ABSTRACT

Among the 20 cytoplasmic aminoacyl-tRNA synthetases (aaRSs), alanyl-tRNA synthetase (AlaRS) has unique features. AlaRS is the only aaRS that exclusively recognizes a single G3:U70 wobble base pair in the acceptor stem of tRNA, which serves as the identity element for both the synthetic and the proofreading activities of the synthetase. The recognition is relaxed during evolution and eukaryotic AlaRS can mis-aminoacylate noncognate tRNAs with a G4:U69 base pair seemingly as a deliberate gain of function for unknown reasons. Unlike other class II aaRSs, dimerization of AlaRS is not necessarily required for aminoacylation possibly due to functional compensations from the C-terminal domain (C-Ala). In contrast to other 19 cytoplasmic aaRSs that append additional domains or motifs to acquire new functions during evolution, the functional expansion of AlaRS is likely achieved through transformations of the existing C-Ala.

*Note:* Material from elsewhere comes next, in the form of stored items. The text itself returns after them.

PR #1425, opened 2020-05-12
Anvi'o online help on steroids

meren:
This PR introduces code into anvi'o that generates these web pages automatically:

http://merenlab.org/software/anvio/help/

To generate a static web page, run the following command in any directory:

```
anvi-script-gen-help-pages
```


meren:
(merging it now, but we can continue reviewing it)

PR #1428, opened 2020-05-15
Orf frame

ekiefl:
# The problem

When genes are not divisible by 3 (or when genes are partial), we don't know which codon frame to use. This is a serious problem. For example, one can use prodigal to call genes and end up with 32k genes, 5k of which are partial. When the gene calls are exported and then used as external genes, the partial genes cannot be translated--we are forced to pass the amino acid sequences during exportation. As another example, if an external gene call is passed where the sequence is not divisible by 3, it may be a relatively good gene call, but for whatever reason it is missing 1 or 2 bases. How can we recover from this?

# Solution

The hypothesis is that amino acid sequences have signatures that make them look like genuine, naturally occurring proteins. Aspects like secondary structure restrict amino acid sequences from being totally random. This ends up being a very true hypothesis. Therefore, if we can get a grasp on what a "normal looking" sequence looks like, we can translate all 3 possible frames and decide which one looks most normal (the one that has the highest probability of occurring).

To attribute a probability score to a sequence, I developed a Markov model that describes the probability of seeing strings of amino acids together. For example, you're reading the sequence and see 'A', what is the probability of seeing 'V' in the next position? The probability for the whole sequence is the product of transition probabilities.

The transition probabilities were built empirically from the uniprot50 protein sequence dataset (14.9 billion amino acids, 15GB fasta). These models are stored as `.npy` files in `data/seq_transition_models/AA`. 

# Testing accuracy

## Can it find recover AA seqs identified by prodigal for partial gene calls?

As a first test, I wanted to see whether the partial gene amino acid sequences identified by prodigal for the infant gut dataset could be recovered using anvi-gen-contigs-database, if the external gene calls did _not_ contain the `aa_sequence` column, so I ran the following workflow:

```bash
#! /usr/bin/env bash

rm -rf out
mkdir out

anvi-gen-contigs-database -f contigs.fa -o out/CONTIGS_0.db
anvi-export-gene-calls -c out/CONTIGS_0.db -o out/gene_calls_no_seq --gene-caller prodigal --skip

anvi-gen-contigs-database -f contigs.fa -o out/CONTIGS_1.db --external out/gene_calls_no_seq --ignore-internal --predict-frame

# Comparison betweeen these 2 gene calls
anvi-export-gene-calls -c out/CONTIGS_0.db -o out/gene_calls_original --gene-caller prodigal
anvi-export-gene-calls -c out/CONTIGS_1.db -o out/gene_calls_predicted_frame --gene-caller prodigal

# Create protein seq fastas
python create_fasta_from_gene_calls.py -g out/gene_calls_predicted_frame -o out/aa_seqs_predicted_frame.fa
python create_fasta_from_gene_calls.py -g out/gene_calls_original -o out/aa_seqs_original.fa

makeblastdb -dbtype prot -in out/aa_seqs_original.fa

# Each query sequence gets only 1 match--if perfect, `qseqid` should equate with `sseqid` for each hit
blastp -db out/aa_seqs_original.fa -query out/aa_seqs_predicted_frame.fa -max_target_seqs 1 -outfmt 6 -num_threads 40 > blast_results.txt
```

where `create_fasta_from_gene_calls.py` is:

```python
#! /usr/bin/env python

import pandas as pd
import argparse
import anvio.fastalib as u

ap = argparse.ArgumentParser()
ap.add_argument('-g', required=True, help="gene calls")
ap.add_argument('-o', required=True, help="output")
args = ap.parse_args()

output = u.FastaOutput(args.o)

gene_calls = pd.read_csv(args.g, sep='\t')
for idx, row in gene_calls.iterrows():
    output.write_id(row['gene_callers_id'])
    output.write_seq(row['aa_sequence'], split = False)

output.close()
```

Finally, we analyze the results:

```python
#! /usr/bin/env python

import pandas as pd

blast = pd.read_csv('blast_results.txt', sep='\t', header=None)
gene_calls = pd.read_csv('out/gene_calls_predicted_frame', sep='\t')
gene_calls_prodigal = pd.read_csv('out/gene_calls_original', sep='\t')

gene_calls = gene_calls[gene_calls['partial'] == 1]
gene_calls_prodigal = gene_calls_prodigal[gene_calls_prodigal['partial'] == 1]

blast = blast[blast[0].isin(gene_calls['gene_callers_id'])] # only consider partials
blast = blast[blast[0] == blast[1]].drop_duplicates(subset=(0, 1)) # did protein map to itself

fraction_correct = blast.shape[0] / gene_calls.shape[0]

inc = gene_calls[~gene_calls['gene_callers_id'].isin(blast[0])]
prod = gene_calls[~gene_calls['gene_callers_id'].isin(blast[0])]

print(f"Fraction of protein sequences predicted via markov model that blast to the protein sequences predicted by prodigal: {fraction_correct}")
print(f"Number agreeing with prodigal: {blast.shape[0]}")
print(f"Number disagreeing with prodigal: {gene_calls.shape[0] - blast.shape[0]}")
```

The output of the code is:

```
Fraction of protein sequences predicted via markov model that blast to the protein sequences predicted by prodigal: 0.99979883323275
Number agreeing with prodigal: 4970
Number disagreeing with prodigal: 1
```

If a protein blasts to its prodigal counterparts, this guarantees that the correct frame was chosen. Otherwise, the sequence would be frameshifted and contain no similarity in signal.

In conclusion, of the 4971 partial genes, only 1 did not work, and upon further inspect, even this one has matching frames (It has trouble blasting to itself because the sequence is `NGYFDDDSDSDSDSDSDSDSDSDSDSDSDSDSDSDSDSDSDSDSDS...`)


ekiefl:
# Parameters of effectiveness

I wrote a script to test what makes this thing accurate:

```python
#! /usr/bin/env python

import anvio

import numpy as np
import pandas as pd
import argparse
import anvio.fastalib as u
import anvio.constants as c
import anvio.utils as utils

ap = argparse.ArgumentParser()

ap.add_argument('-c', required=True, help="contigs")
ap.add_argument('-g', required=True, help="gene calls")
ap.add_argument('-m', required=True, help="transition matrix to use")
args = ap.parse_args()

matrix = np.load(args.m)
gene_calls = pd.read_csv(args.g, sep='\t')

random_offset = np.random.randint(0, 3, size=gene_calls.shape[0])
correct_frame = (3 - random_offset) % 3

gene_calls['start'] += random_offset

fasta_dict = {}
fasta = u.SequenceSource(args.c)
while next(fasta):
    fasta_dict[fasta.id] = fasta.seq

# -------------------------------------------------------------

report = {
    'prediction': [],
}

stop_probability = matrix.min()/1e3
null_probability = np.median(matrix)

print(f"min value: {matrix.min()}")

for i, row in gene_calls.iterrows():
    nt_seq = fasta_dict[row['contig']][row['start']:row['stop']]

    prediction, aa_seq = utils.get_most_likely_translation_frame(nt_seq, stop_prob=stop_probability, null_prob=null_probability, model=matrix)
    report['prediction'].append(prediction)

df = pd.DataFrame(report)

num_correct = (df['prediction'] == correct_frame).sum()
total = df.shape[0]
frac = num_correct / total

print(f"num_wrong: {total - num_correct}")
print(f"num_correct: {num_correct}")
print(f"frac_correct: {frac}")
```

## The probability value attributed to a stop codon

By far the most important classifying feature is the number of internal stop codons. These do not occur in the uniprot dataset so we need to _decide_ what they should be. Theoretically the probability is 0, however that leads to division complications, so we _must_ pick something.  Here are the values chosen:

| Prob(stop)            | Fraction Correct |
|-----------------------|------------------|
| median probability    | 0.9002           |
| min probability       | 0.9814           |
| min probability / 1e3 | 0.9920           |
| min probability / 1e6 | 0.9937           |

The results of this indicate that by far and large the biggest discriminant of the correct sequence from the incorrect sequences is the number of internal stop codons.

--------------------------------------------------

To determine whether the other factors have an effect at all, I set the stop codon transition probability to the median value, so to be the least informative. Then I varied the order of the markov model:

| Markov model order | Fraction Correct | .npy file size |
|--------------------|------------------|----------------|
| First order        | 0.8142           | 0 KB           |
| Second order       | 0.8637           | 1 KB           |
| Third order        | 0.8993           | 64 KB          |
| Fourth order       | 0.9175           | 1.3 MB         |
| Fifth order        | 0.9301           | 25 MB          |
| Sixth order        | 0.9378           | 489 MB         |

The results indicate that the composition of substrings is also a strong discriminant (since stop codons are normalized for).

Given file size, I have chosen the default to be the fourth order model, and the stop codon probability to be 1 millionth the minimum empirical probability

meren:
It is great to see it is working, @ekiefl! :) This is very exciting and of course, being able to recover 4,943 of 4,971 partial genes with such an elegant way without any heuristics is simply a major improvement.

Few comments:

- I think it would be best if there was a README file under `anvio/data/seq_transition_models/` that explains how to re-populate data in that directory from scratch. Something [like this](https://github.com/merenlab/anvio/blob/master/anvio/data/misc/SCGDOMAINCLASSIFIER.md), for instance. This would help anyone to maintain this directory with new genes, etc, etc.

- I think this calls for some usage examples [here](http://merenlab.org/software/anvio/help/programs/anvi-gen-contigs-database/) and perhaps a  small description [here](http://merenlab.org/software/anvio/help/artifacts/external-gene-calls/) citing this PR. We can then suggest people to read more in those pages under the ConfigError you raise in the case of `non_divisible_by_3_error` and `predict_frame == False`.

Most critically, though, I am curious to know what happens to ~30 proteins that don't match in your tests to amino acid sequences Prodigal predicted for partial genes? Without knowing which ones are incorrect, we are adding everything coming from the model to the DB, and now we have a bunch of genes that are not going to occur in any database known to humans. That is a risk I think we should be willing to take. But here are two quick points:

  * Are those genes particularly short? If they are, we may suggest a length cutoff and simply don't even try to translate them to avoid frameshift miscalls as much as possible (the rest of my comment will assume they are not too short for the sake of making another argument).
  * Which contigs they are coming from (if you send me the list I can tell you more about them)? The infant gut data includes eukaryotic organisms and viruses and I am curious whether partial genes we were unable to recover with this method are those that belong to non-bacterial origins.

But we may be wrongly assuming that the Markov model is doing worse than Prodigal. I wonder among those ~30 genes whether there are ones the amino acid sequences of which were predicted wrong by Prodigal. Which I believe is not unlikely since you are training on a much larger dataset of proteins (hopefully most of which are correct). If that happens (Prodigal screws up partial gene calls), this is big as it will have a big influence on metagenomic studies (when we study fragmented metagenomes, and then find proteins that are not ANYWHERE at all, some of this may be due to poor estimation of proper frames for partial amino acid sequences).

This opens a can of worms that I find worthy to investigate a bit deeper. To quantify whether the Markov model can better predict the frame in an impartial gene call compared to Prodigal in extreme cases, one can download a genome from the NCBI, use `anvi-script-process-genbank` to get a gold-standard gene calls file. Then fragment the genome with increasing number of contigs, generate contigs dbs and compare prodigal-predicted amino acid sequences for partial gene calls to those that are coming from the Markov model and compare them to the ground truth. I know this is a lot of work. We can describe this as a [small project](https://github.com/merenlab/anvio/issues?q=is%3Aissue+label%3A%22small+project%22+) and wait for a volunteer / interested party to show up (in fact I have a meeting with a potential intern, who can perhaps work with you on this).

In the absence of any insights into the efficacy of Prodigal vs Markov model in predicting AA seq for impartial genes, the most appropriate solution is to let people know that "_in some rare cases this approach can predict frames for impartial/inappropriate gene calls that may not agree with those that would have been predicted by Prodigal_".

All aside, this was a very good idea, came with a very good execution, and happened to work well :) Thank you!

Given both essential canonical and diverse non-canonical roles of AlaRS, dysfunction of AlaRS leads to neurodegenerative disorders in human and various pathological phenotypes in mouse models. In this review, the uniqueness of AlaRS in both physiological and pathological events is systematically discussed, with a particular focus on its novel functions gained in evolution.

摘要

在 20 种细胞质氨酰-tRNA 合成酶 (aaRS) 中，丙氨酰-tRNA 合成酶 (AlaRS) 具有独特的特点。AlaRS 是唯一一个专门识别 tRNA 受体茎中的单个 G3:U70 摆动碱基对的 aaRS，它作为合成酶的合成和校对活动的标识元素。在进化过程中识别是放松的，真核生物 AlaRS 可以错误地氨酰化具有 G4:U69 碱基对的非同源 tRNA，这似乎是出于未知原因故意获得的功能。与其他 II 类 aaRS 不同，氨酰化不一定需要 AlaRS 的二聚化，这可能是由于来自 C 末端结构域 (C-Ala) 的功能补偿。与其他 19 种细胞质 aaRS 相比，这些 aaRS 在进化过程中附加了额外的结构域或基序以获取新功能，AlaRS 的功能扩展很可能是通过对现有 C-Ala 的改造来实现的。鉴于 AlaRS 的基本规范和不同的非规范作用，AlaRS 的功能障碍导致人类神经退行性疾病和小鼠模型中的各种病理表型。在这篇综述中，系统地讨论了 AlaRS 在生理和病理事件中的独特性，特别关注其在进化中获得的新功能。